A Novel Classification Method: Neighborhood-Based Positive Unlabeled Learning Using Decision Tree (NPULUD)

Entropy (Basel). 2024 May 4;26(5):403. doi: 10.3390/e26050403.

Abstract

In a standard binary supervised classification task, the existence of both negative and positive samples in the training dataset are required to construct a classification model. However, this condition is not met in certain applications where only one class of samples is obtainable. To overcome this problem, a different classification method, which learns from positive and unlabeled (PU) data, must be incorporated. In this study, a novel method is presented: neighborhood-based positive unlabeled learning using decision tree (NPULUD). First, NPULUD uses the nearest neighborhood approach for the PU strategy and then employs a decision tree algorithm for the classification task by utilizing the entropy measure.

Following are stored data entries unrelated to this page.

PR #358, opened 2023-11-07
Handle case where error response body may not be JSON

### LINKED ISSUE #357: HTTP responses without a JSON body will raise JSON parser exceptions
**Describe the bug**
With #344 there's an oversight: When the OpenAI fetch fails without a JSON error in the body, it will still result in an error being raised, but it will be a JSON parse exception.

**To Reproduce**
Tweak spec/fixtures/cassettes/gpt-3_5-turbo_streamed_chat_with_error_response.yml to return a 500 and remove the `body` (or make it invalid JSON).

**Expected behavior**
A Faraday Internal Server Error should be raised with the original response body.

**Additional context**
I broke this. I'm fixing it. PR incoming soon.

atesgoral:
Fixes #357

Gracefully handle the case where an HTTP error response may not have valid JSON in its body e.g.:
- OpenAI is having a bad day an returns a 500 Internal Server Error
- Some other network element like a proxy is returning some 4xx or 5xx.

## All Submissions:

### DIFF
--- a/spec/fixtures/cassettes/gpt-3_5-turbo_streamed_chat_with_json_error_response.yml
+++ b/spec/fixtures/cassettes/gpt-3_5-turbo_streamed_chat_with_json_error_response.yml
@@ -19,11 +19,24 @@ http_interactions:
           - Ruby
     response:
       status:
-        code: 500
-        message: Internal Server Error
+        code: 400
+        message: Bad Request
       headers:
         Date:
           - Mon, 14 Aug 2023 15:02:13 GMT
+        Content-Type:
+          - application/json
+      body:
+        encoding: UTF-8
+        string: |+
+          {
+              "error": {
+                  "message": "Test error",
+                  "type": "test_error",
+                  "param": null,
+                  "code": "test"
+              }
+          }
     recorded_at: Mon, 14 Aug 2023 15:02:13 GMT
 
 recorded_with: VCR 6.1.0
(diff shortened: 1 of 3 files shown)


spec/fixtures/cassettes/gpt-3_5-turbo_streamed_chat_with_json_error_response.yml
atesgoral, line 1: Renamed the old file by inserting a _json_ in the filename

spec/fixtures/cassettes/gpt-3_5-turbo_streamed_chat_with_error_response.yml
atesgoral, line 1: This is a copy-paste-modify of the JSON error response. I just changed the status code to 500 and removed the body.

spec/openai/client/chat_spec.rb
```diff
@@ -94,6 +94,21 @@ def call(chunk)
...
+
+          context "with an error response without a JSON body" do
+            let(:cassette) { "#{model} streamed chat with error response".downcase }
+
+            it "raises an HTTP error" do
+              VCR.use_cassette(cassette, record: :none) do
+                response
+              rescue Faraday::ServerError => e
+                expect(e.response).to include(status: 500)
+                expect(e.response[:body]).to eq("")
```
atesgoral, line 106: 🎉

codenamev (approved):
Nice 👍 Thank you for addressing this!  Working as expected so far.

fabioxgn (approved):

alexrudall:
Thanks for this!

PR #361, opened 2023-11-08
Support for Assistants, Threads, Messages and Runs

Haegin:
## All Submissions:

There's a draft PR open for Assistants (#356), and that seems to include some useful stuff for files I haven't included, but it's missing threads, messages and runs. 
This adds support for the new Assistant APIs, with messages, threads, and runs to allow users to build interactive assistants/chatbots.

~I've tried to keep to project conventions, though did add `pry-byebug` as an upgrade to `byebug` for easier debugging while I was working on the project. Happy to remove that if you'd prefer.~ `pry-byebug` doesn't support Ruby 2.6 and while it's no longer supported, I don't want to force a major version bump for this change so I've removed it.


lib/openai/client.rb
```diff
@@ -53,12 +53,34 @@ def models
...
       json_post(path: "/moderations", parameters: parameters)
     end
 
     def azure?
       @api_type&.to_sym == :azure
     end
+
+    def beta(apis)
+      dup.tap do |client|
+        client.send(:add_headers, "OpenAI-Beta": apis.map { |k, v| "#{k}=#{v}" }.join(";"))
```
codenamev, line 82: `add_headers` is a public method.  Prefer calling it explicitly.
```suggestion
        client.add_headers "OpenAI-Beta": apis.map { |k, v| "#{k}=#{v}" }.join(";")
```

lib/openai/http_headers.rb
```diff
@@ -0,0 +1,34 @@
...
+        "api-key" => @access_token
+      }
+    end
+
+    def extra_headers
+      @extra_headers ||= {}
+    end
+
+    def add_headers(headers)
+      @extra_headers = extra_headers.merge(headers.transform_keys(&:to_s))
```
codenamev, line 31: Did you intend to override the extra headers here?  Seems non-obvious that this would happen if I set them explicitly on initialization.

lib/openai/threads.rb
```diff
@@ -0,0 +1,23 @@
+module OpenAI
+  class Threads
+    def initialize(client:)
+      @client = client.beta(assistants: "v1")
```
codenamev, line 4: ❤️ this beta flag!

lib/openai/assistants.rb
```diff
@@ -0,0 +1,23 @@
...
+
+    def list
+      @client.get(path: "/assistants")
+    end
+
+    def retrieve(id:)
+      @client.get(path: "/assistants/#{id}")
+    end
+
+    def create(parameters: {})
```
cjavdev, line 15: Thanks for putting this together! Could we also add a `modify` method? 

```rb
def modify(id:, parameters: {})
  @client.json_post(path: "/assistants/#{id}", parameters: parameters)
end
```

Gemfile.lock
lorismaz, line 1: It looks like the pry-byebug gem was removed from the Gemfile, but the lock file still has the dependency listed. Maybe we should update that to keep things in sync?

alexrudall:
@Haegin thanks for your work here! If you address the above comments I'll look to release this ASAP

spec/openai/client/client_spec.rb
```diff
@@ -1,3 +1,5 @@
+require "byebug"
+
```
alexrudall, line 2: Can be removed

lib/openai/assistants.rb
Haegin: Yup, I've added that for messages, threads, assistants and runs.

lib/openai/client.rb
Haegin: Good point. I didn't actually intend to make the other header methods public so I've changed the others back to private.

lib/openai/http_headers.rb
Haegin: Yes - that seemed the easiest way to add headers without changing the existing API too much. I think it's reasonable to expect that if you do something like this the latest value should take precedence. Is this what you're worried about or is there something else I'm missing here?

```ruby
client = OpenAI::Client.new(extra_headers: { 'My-Header': 'a value' })
client.add_headers('My-Header': 'another value'))
```

Haegin (commented):
Thanks for the feedback, I think I've addressed everything.

jbeker:
I'm not sure if this should be addressed in this PR or another, but the code in file uploads that tries to validate the uploaded file as JSON prevents the ability to upload arbitrary files for use with Assistants.

codenamev:
> I'm not sure if this should be addressed in this PR or another, but the code in file uploads that tries to validate the uploaded file as JSON prevents the ability to upload arbitrary files for use with Assistants.

I've added Assistant File support in #356

lib/openai/http_headers.rb
alexrudall: Yep exactly that. `extra_headers.merge(@extra_headers || {}).merge(headers.transform_keys(&:to_s))` or similar should do it I think?

lib/openai/runs.rb
```diff
@@ -0,0 +1,32 @@
...
+    end
+
+    def cancel(id:, thread_id:)
+      @client.post(path: "/threads/#{thread_id}/runs/#{id}/cancel")
+    end
+
+    def submit_tool_outputs(thread_id:, run_id:, parameters: {})
+      @client.json_post(path: "/threads/#{thread_id}/runs/#{run_id}/submit_tool_outputs",
+                        parameters: parameters)
+    end
```
geekdreamzz, line 30: perhaps we can figure this out in follow-up since the API itself is in BETA and shouldn't introduce any breaking changes. But the API ref documents essentially "nested" a step model inside of the runs model: https://platform.openai.com/docs/api-reference/runs/getRunStep ....it looks like those APIs are not exposed here in this iteration of the runs.rb ...in order to build these Assistants end-to-end we will need to get the Step Objects incorporated. (https://platform.openai.com/docs/api-reference/runs/step-object) .... but I don't have a good solution, just an observation that OPENAI didn't isolate steps into it's own class of API's...they just appended more API functionality to their runs model. Generally the PR LGTM. maybe I can start a PR once this goes in? or If you've pretty much have this going already lmk & I can just wait for those next round of changes. great work... 

Either way...the step objects are missing in this iteration? or maybe I'm just not seeing it. IMO this PR looks great and can be merged. In follow-up we need to add the step objects

jcarrpries (approved):
Changes look good to me! Can't wait to use them

lib/openai/assistants.rb
cjavdev: Thank you!

spec/openai/client/client_spec.rb
Haegin: Thanks. Gone!

lib/openai/runs.rb
Haegin: Good point - I've added support for them as a separate class.

```ruby
client.run_steps.list(thread_id: thread_id, run_id: run_id)
client.run_steps.retrieve(thread_id: thread_id, run_id: run_id, id: step_id)
```

jcarrpries (approved):

jcarrpries:
Can we get a final approval and merge on this @alexrudall Looking to add this support into my project asap.

swistaczek:
@alexrudall I also reviewed it on my end, and I think this looks great. Let us know when you think we can access this one upstream. Thank you!

swistaczek (approved):

alexrudall:
Big thanks all - released in [v6.1](https://github.com/alexrudall/ruby-openai/releases/tag/v6.1.0)

dandailey:
Excited to use this! Any docs/info on how?

alexrudall:
@dandailey PRs welcome on adding these endpoints to the README :D https://github.com/alexrudall/ruby-openai/issues/376

alexrudall:
@dandailey basically you make an assistant like [this](https://github.com/alexrudall/ruby-openai/blob/main/spec/openai/client/assistants_spec.rb) and then run it like [this](https://github.com/alexrudall/ruby-openai/blob/main/spec/openai/client/runs_spec.rb)

PR #373, opened 2023-11-15
Add ability to pass Faraday config block to Client

alexrudall:
- Add test that error messages are included in Faraday response body
- Add ability to pass Faraday config block to client

## All Submissions:

### DIFF
--- a/spec/openai/client/chat_spec.rb
+++ b/spec/openai/client/chat_spec.rb
@@ -31,38 +31,37 @@ RSpec.describe OpenAI::Client do
           let(:messages) do
             [
               {
-                "role"=>"function",
+                "role" => "function",
                 # "name" => "function",
-                "content"=>"function"
+                "content" => "function"
               }
             ]
           end
           let(:functions) do
             [
               {
-                "name"=>"function",
-                "description"=>"function",
-                "parameters"=>
+                "name" => "function",
+                "description" => "function",
+                "parameters" =>
                   {
-                    "type"=>"object",
-                    "properties"=>{
-                      "user"=>{
-                        "type"=>"string",
-                        "description"=>"the full name of the user"
+                    "type" => "object",
+                    "properties" => {
+                      "user" => {
+                        "type" => "string",
+                        "description" => "the full name of the user"
                       }
-                    },
+                    }
                   }
-              },
+              }
             ]
           end
 
           it "raises an error containing the reason" do
             VCR.use_cassette(cassette) do
-              begin
-                response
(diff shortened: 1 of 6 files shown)


spec/openai/client/chat_spec.rb
```diff
@@ -24,6 +26,46 @@
...
+
+          it "raises an error containing the reason" do
+            VCR.use_cassette(cassette) do
+              response
+            rescue Faraday::Error => e
+              expect(e.response.dig(:body, "error",
+                                    "message")).to include("Missing parameter 'name'")
+            end
+          end
+        end
```
alexrudall, line 67: This spec is kind of unrelated but being unable to find this error is what triggered this PR. So including it

ErikDeBruijn:
This is such interesting timing. I was thinking of adding something along these lines, actually, because so far I was monkey patching this in the initializer `openai.rb`!

```
OpenAI.configure do |config|
  config.access_token = Rails.application.credentials.open_ai_key
  config.request_timeout = 300
end

module OpenAI
  module HTTP
    def connection_with_timeout(multipart: false)
      original_connection(multipart:).tap do |conn|
        conn.use TimeoutMiddleware, timeout: @request_timeout
      end
    end

    alias_method :original_connection, :conn
    alias_method :conn, :connection_with_timeout
  end
end
```

Obviously, having such a block to configure the Faraday object is an improvement.

FYI: this was because I was still observing time outs

alexrudall:
> This is such interesting timing. I was thinking of adding something along these lines, actually, because so far I was monkey patching this in the initializer `openai.rb`!
> 
> 
> 
> ```
> 
> OpenAI.configure do |config|
> 
>   config.access_token = Rails.application.credentials.open_ai_key
> 
>   config.request_timeout = 300
> 
> end
> 
> 
> 
> module OpenAI
> 
>   module HTTP
> 
>     def connection_with_timeout(multipart: false)
> 
>       original_connection(multipart:).tap do |conn|
> 
>         conn.use TimeoutMiddleware, timeout: @request_timeout
> 
>       end
> 
>     end
> 
> 
> 
>     alias_method :original_connection, :conn
> 
>     alias_method :conn, :connection_with_timeout
> 
>   end
> 
> end
> 
> ```
> 
> 
> 
> Obviously, having such a block to configure the Faraday object is an improvement.
> 
> 
> 
> FYI: this was because I was still observing time outs

Ah sweet - could you test this PR with that use case? Would be much appreciated 🙏

obie (approved):
Please do merge

PR #388, opened 2023-11-26
Teach runs list endpoints to use parameters

shalecraig:
## Change

Teach the `client.runs.list` endpoint about a `parameters:` kwarg. That kwarg is passed to the underlying GET request.

## Motivation

I would like to check the latest run for a thread, and it seems like the best way to do this is to list the runs for a thread limited to 1.

## All Submissions:

### DIFF
--- a/lib/openai/runs.rb
+++ b/lib/openai/runs.rb
@@ -4,8 +4,8 @@ module OpenAI
       @client = client.beta(assistants: "v1")
     end
 
-    def list(thread_id:)
-      @client.get(path: "/threads/#{thread_id}/runs")
+    def list(thread_id:, parameters: {})
+      @client.get(path: "/threads/#{thread_id}/runs", parameters: parameters)
     end
 
     def retrieve(thread_id:, id:)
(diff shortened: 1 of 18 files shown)


lib/openai/runs.rb
```diff
@@ -4,8 +4,8 @@ def initialize(client:)
       @client = client.beta(assistants: "v1")
     end
 
-    def list(thread_id:)
-      @client.get(path: "/threads/#{thread_id}/runs")
+    def list(thread_id:, parameters: {})
```
shalecraig, line 7: Ideally I'd make matching changes to `runs_spec.rb` -- are there ways that you generate the cassette? (I'm looking to avoid doing this manually)

alexrudall:
Thanks for this, could you add this to the Messages#list endpoint also?

coezbek:
@alexrudall If you pull @shalecraig PR, I can send you another PR with the messages also updated.

I send @shalecraig the PR already, but am not sure if he sees it: https://github.com/coezbek/ruby-openai/tree/patch-1

coezbek:
This is also relevant for RunSteps#list endpoint, even though I doubt there should be more than 20 items in this end-point.

alexrudall:
Thanks @shalecraig & @coezbek!

PR #391, opened 2023-11-27
Files for assistants can now be PDFs,... as we only validate .jsonl files

stefan-kp:
Currently all files are validated on upload so it is impossible to use PDFs for assistants
This small fix now allows other types


alexrudall:
Thanks @stefan-kp!

Issue #392, opened 2023-12-01
Only Require Faraday Multipart if Faraday Version >= 2


ajGingrich:
**Describe the bug**

After upgrading from 3.7.0 to the latest version, I see warnings related to already initialized constants from Faraday Multipart. This is because I'm still using Faraday 1. 

**To Reproduce**

1. Use Faraday 1.1
2. Use latest ruby-openai
3. See warnings below

```
/usr/local/bundle/gems/faraday-multipart-1.0.4/lib/faraday/multipart.rb:15: warning: already initialized constant Faraday::FilePart
/usr/local/bundle/gems/faraday-1.1.0/lib/faraday/file_part.rb:53: warning: previous definition of FilePart was here
```

**Expected behavior**

Only require faraday multipart if the Faraday version is >= 2 so the constants are not required twice.

**Screenshots**

![image](https://github.com/alexrudall/ruby-openai/assets/22775484/b284b083-e9ca-4b8c-a316-4fed80600ab4)

**Additional context**

It should be a one line fix here https://github.com/alexrudall/ruby-openai/blob/80da19351b6920309a52b95e18897e23fdf72166/lib/openai.rb#L2

```ruby
require 'faraday/multipart' if Gem::Version.new(Faraday::VERSION) >= Gem::Version.new('2.0')
```

I can make the change if desired.

alexrudall:
Thanks @ajGingrich, fixed in [ruby-openai v8](https://rubygems.org/gems/ruby-openai)

PR #393, opened 2023-12-01
Conditionally require faraday/multipart

ajGingrich:
Only Require Faraday Multipart if Faraday Version is greater than 2 because Faraday V1 includes the gem already.

https://github.com/alexrudall/ruby-openai/issues/392

## All Submissions:


alexrudall:
@ajGingrich I would definitely prefer that as it could affect tens of thousands of people if we get it wrong :) I always try to test PRs as much as possible even small ones. Thank you!

alexrudall:
eep, you're right...

I think we need to require faraday json response and request middleware, but can't find the right library 🤔 

Thanks for checking, that's a really good spot

PR #394, opened 2023-12-02
Call user proc when stream is done

solodolo:
## Description
This PR sends an empty Hash to the provided user proc when the final termination message is received from the OpenAI API. 

## Why?

My use-case for this is cleanup at the end of the stream, specifically flushing a buffer. For example:

```ruby
def stream_proc
  buffer = ''
  buffer_size = 10
  proc do |chunk|
    chunk_content = chunk.dig("choices", 0, "delta", "content")
    buffer += chunk_content if chunk_content
    flush = buffer.length >= buffer_size

    # Currently no way to flush the buffer on stream termination so some data might still be in the buffer.
    # With this PR, something like the following is possible:
    # flush = buffer.length >= buffer_size || chunk == {}
    if flush
      # Do the thing with buffer
      buffer = ''
    end
  end
end
```

I am interested to hear folks' thoughts on this problem and my particular solution. I'm a little ambivalent about the latter because it is a breaking change for those that expect the current behavior, but I tried a couple different ways to avoid that and it got messy.

### DIFF
--- a/README.md
+++ b/README.md
@@ -188,7 +188,7 @@ puts response.dig("choices", 0, "message", "content")
 
 [Quick guide to streaming Chat with Rails 7 and Hotwire](https://gist.github.com/alexrudall/cb5ee1e109353ef358adb4e66631799d)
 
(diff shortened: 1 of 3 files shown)


alexrudall:
Hmm. I think if the buffer is created outside the stream_proc, you can flush it from there, after the call to OpenAI finishes?

alexrudall:
Nice. If it wasn't a breaking change I'd be open to this, it is a shame that we lose the [DONE] part. Maybe something for the next major version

Entropy played a pivotal role in assessing the level of uncertainty in the training dataset, as a decision tree was developed with the purpose of classification. Through experiments, we validated our method over 24 real-world datasets. The proposed method attained an average accuracy of 87.24%, while the traditional supervised learning approach obtained an average accuracy of 83.99% on the datasets. Additionally, it is also demonstrated that our method obtained a statistically notable enhancement (7.74%), with respect to state-of-the-art peers, on average.

Keywords: artificial intelligence; classification; decision tree; entropy measure; k-nearest neighbors; machine learning; positive unlabeled learning; supervised learning.

Grants and funding

This research received no external funding.